Portanto, o centro da questão passa menos pela forma como serão avaliados os artigos e os periódicos, mas se de fato é preciso que se faça uma avaliação quantitativa da produção científica. Esse processo foi inserido, há muitos anos, como parte da avaliação da pós-graduação, a partir da qual se definem critérios para a distribuição de recursos públicos – ou seja, eles definem com qual estrutura os programas de pós-graduação poderão contar em determinado período. Nesse caso, os mecanismos que aumentem a visibilidade de artigos vinculados aos programas, ainda que de forma temporária e forçada, poderão ser utilizadas para destacar critérios que levem a um melhor desempenho.

Essa lógica expressa o processo de mercantilização que vem avançando nas últimas décadas nos meios acadêmicos. Nesse processo, observa-se que “a administração baseada nas avaliações quantitativas é uma faceta da transformação da universidade num simulacro de empresa, daquilo que é produzido (em especial, os artigos científicos) em simulacro de mercadoria, dotadora de simulacros de valor de troca”.2 Portanto, a divulgação científica, na forma de anais de eventos, livros ou de artigos em periódicos, toma a forma de uma mercadoria.

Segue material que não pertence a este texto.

Issue #1597, opened 2023-12-15
Verify why common/index.test.ts is not checking all files in common/


joaquimrocha:
I just realized from #1596 that the common/index.test.ts doesn't check all the files (if it did, that PR would have failed).
So we need to verify why it's not checking all files.

vyncent-t:
- when running tests there is a folder 'auth verify', which isnt included in test.ts (test.ts checks every file to determine if it is to be exported)
- test.ts (catches files that are unintendedly added, stills runs even though there are files that are not tracked by the tests

to run:
- write `cd frontend`
- run `npm run test` 
- press `p`
- choose common folder

PR #1616, opened 2023-12-18
frontend: Fix import test checks

vyncent-t:
Fixes issue #1597

## Description
This PR resolves the issue where `common/index.test.ts` was not checking all files within the `common/` directory. An import checker for the `resource` folder has been added, and tests similar to those used in the `common` folder have been implemented to ensure comprehensive coverage.

## Changes
- [x] Added an import checker for the `resource` folder.
- [x] Expanded test coverage to include all files within the `common/` directory.

## Verification
- Ran `npm run test` along with the `p` flag for the index files to confirm it now checks all files in the `common` and 'resource' directory.
- Verified that the new tests are functioning as expected and provide comprehensive coverage.


vyncent-t:
- Added the missing file names to exports, maybe don't need the export within the index?

vyncent-t:
Was able to export missing checks for the toHaveProperty, exported the MainSectionInfo from the index.tsx file I added to the folder since it could not locate the module

All tests run fine now in both common and resource

frontend/src/components/common/Resource/index.tsx
```diff
@@ -6,3 +6,30 @@ export * from './ResourceListView';
 export { default as ResourceListView } from './ResourceListView';
 export * from './AuthVisible';
 export { default as AuthVisible } from './AuthVisible';
+// adding missing imports based on npm run test
```
joaquimrocha, line 9: Please remove this comment, as it makes sense in the case of this PR but we have to think about the code as a whole.

frontend/src/components/common/Resource/index.test.ts
```diff
@@ -0,0 +1,84 @@
...
+  '.stories',
+  '.test',
+  'index',
+  '__snapshots__',
+  // Not exported on purpose
+  'ReleaseNotes',
+  'ActionsNotifier',
+  'AlertNotification',
+  'ConfirmButton',
+  'NamespacesAutocomplete',
```
joaquimrocha, line 14: We could export these 2 as well IMO.

joaquimrocha (changes requested):
Just 2 comments. We can leave the exportation of the mentioned components for a later PR, but the code comment should go away IMO.

frontend/src/components/common/Resource/index.test.ts
vyncent-t: I noticed that these are missing from their test in the common directory, I have moved them to be included there. Unless it would be better fitting for them to be in the Resource test then I shall move them there.
I figured since it would be testing for the export where it exist that would be the go to move?

illume:
@vyncent-t could you please add some of the info from the PR description into the commit message?

vyncent-t:
I believe this should be the rebased one and added more context!

vyncent-t:
Updated the commit message and rebased to current main

illume (approved):
Thanks! Looks good to me.

(ps. The PR title and description could be updated to include recent changes)

joaquimrocha:
@vyncent-t , Please update the commit title to something like:
`frontend common/Resource: Test module exports`

vyncent-t:
Updated the commit message and rebased to the current main!

PR #1619, opened 2023-12-20
frontend: Use NameValueTable for ConfigMap and Secret

farodin91:
* add tests
* simlar look for secrets and confimaps
* secret add type to details view

secret:
image
configmap:
image

### DIFF
--- a/frontend/src/components/common/Resource/Resource.tsx
+++ b/frontend/src/components/common/Resource/Resource.tsx
@@ -7,7 +7,7 @@ import Grid, { GridProps, GridSize } from '@mui/material/Grid';
 import IconButton from '@mui/material/IconButton';
 import Input, { InputProps } from '@mui/material/Input';
 import Paper from '@mui/material/Paper';
-import { TextFieldProps } from '@mui/material/TextField';
+import { BaseTextFieldProps } from '@mui/material/TextField';
 import Typography from '@mui/material/Typography';
 import { makeStyles, useTheme } from '@mui/styles';
 import { Location } from 'history';
@@ -374,8 +374,12 @@ export function SectionGrid(props: SectionGridProps) {
   );
 }
 
-export function DataField(props: TextFieldProps) {
-  const { label, value } = props;
+export interface DataFieldProps extends BaseTextFieldProps {
+  disableLabel?: boolean;
+}
+
+export function DataField(props: DataFieldProps) {
+  const { disableLabel, label, value } = props;
   // Make sure we reload after a theme change
   useTheme();
   const themeName = getThemeName();
@@ -385,8 +389,11 @@ export function DataField(props: TextFieldProps) {
     if (!editorElement) {
       return;
     }
+
     const lineCount = editor.getModel()?.getLineCount() || 1;
-    if (lineCount <= 10) {
+    if (lineCount < 2) {
+      editorElement.style.height = '3vh';
+    } else if (lineCount <= 10) {
       editorElement.style.height = '10vh';
     } else {
       editorElement.style.height = '40vh';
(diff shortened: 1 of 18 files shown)


frontend/src/components/secret/Details.tsx
```diff
@@ -14,11 +17,35 @@ export default function SecretDetails() {
...
+      extraSections={item =>
+        item && [
+          {
+            id: 'headlamp.secrets-data',
+            section: () => {
+              const itemData = item?.data || {};
+              const mainRows = Object.entries(itemData).map((item: unknown[]) => ({
+                name: item[0],
+                value: <SecretField value={item[1]} />,
+              })) as NameValueTableRow[];
```
joaquimrocha, line 36: If you declare the mainRows as `const mainRows: NameValueTableRow[]`, that should still get the right type while not masking any possible mistypes in the actual data.

frontend/src/components/common/Resource/Resource.tsx
```diff
@@ -398,26 +401,15 @@ export function DataField(props: TextFieldProps) {
...
-          <Editor
-            value={value as string}
-            language={language}
-            onMount={handleEditorDidMount}
-            options={{ readOnly: true, lineNumbers: 'off' }}
-            theme={themeName === 'dark' ? 'vs-dark' : 'light'}
-          />
-        </Box>
-      </Box>
-    </>
```
joaquimrocha, line 420: Assuming this function is accessible from plugins, we shouldn't change it to just ignore the `label` property here, otherwise we may break external plugins' UIs.

joaquimrocha (changes requested):
The changes for the secrets LGTM.
The ones for the ConfigMap I am not entirely sure. I think we should probably give it the same heading we have on containers and volumes:
screenshot of the containers in a pod

Of course this style is applied to the NameValueTable but I think we'd use the data name as the title here and then just have the editor within that area, instead of a key->value style as the NameValueTable expects. In fact, the NameValueTable allows to hide the value, so we may be able to accomplish what I mean by passing the editor as the key property and hide the value.

farodin91:
I'm a bit confused why you want to use a different style for secret and configmap, if both data sections are key/values maps.

If you have an issue with large data sets on the value side. Pod -> volumes-> Sources could be already be huge.

I can change the design, but i want to understand why.

joaquimrocha:
I see your point that configmaps and secrets are very similar and thus should have very similar UIs. I just think that the ConfigMaps tend to have larger data but I may be wrong.

I think the UI I suggested looks better/simpler, because it scales things better horizontally and doesn't have so many borders encapsulated within other borders, but actually I think we can do this later and add what you have created, as it looks better than what we have ATM.

joaquimrocha:
We still need to address the comments I had left, especially the one which may break functionality for any other users of it.

farodin91:
I will address the comments.

frontend/src/components/secret/Details.tsx
joaquimrocha: This has not been addressed (same for the similar change in the next commit).

farodin91: Oh it seems i reverted this.

joaquimrocha (approved):

joaquimrocha:
@farodin91 The changes LGTM but DCO is complaining you signed with an unexpected email:
```
Summary
Commit sha: c04fdc0, Author: farodin91, Committer: farodin91; Expected "farodin91 github@jan-jansen.net", but got "Jan Jansen jan.jansen@gdata.de".
Commit sha: e443d6c, Author: farodin91, Committer: farodin91; Expected "farodin91 github@jan-jansen.net", but got "Jan Jansen jan.jansen@gdata.de".
Commit sha: af78fe1, Author: farodin91, Committer: farodin91; Expected "farodin91 github@jan-jansen.net", but got "Jan Jansen jan.jansen@gdata.de".
```

(maybe you need to set up these emails in your Github account)

farodin91:
@joaquimrocha dco fixed

joaquimrocha:
> @joaquimrocha dco fixed

Thank you!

Com isso, inverte-se o caráter da produção científica, que deveria ser o de apresentar para os pesquisadores os resultados, parciais ou finais, de projetos desenvolvidos em universidades e centros de pesquisa. Os anais de eventos não deveriam ser produtos onde se vende espaço de publicação, mas a expressão de debates realizados em congressos e simpósios com os pares. Os artigos em revista deveriam mostrar a sistematização de resultados do trabalho realizado por grupos pesquisas. E os livros deveriam mostrar de forma mais densa e acabada o trabalho realizado ao longo dos anos anteriores. Na atual lógica, a preocupação passa por garantir mercadorias que garantam mais linhas no Currículo Lattes.

Concretamente, a divulgação científica deveria ser uma forma de fomentar o diálogo entre pesquisadores do mesmo campo do conhecimento que, a partir da leitura dos materiais difundidos, poderiam avaliar esses trabalhos, criticá-los e, inclusive coletivamente, apontar para novos caminhos nessa produção de conhecimento. Nada disso é possível em meio a proliferação de textos difundidos sem critério levando em conta somente os valores pagos para publicação. Essa indústria de textos pode levar a que se dê mais espaço para trabalhos de pouca qualidade científica, enquanto pesquisadores sérios e comprometidos com a produção de conhecimento pouco publiquem por evitarem entrar nesse jogo de mercantilização.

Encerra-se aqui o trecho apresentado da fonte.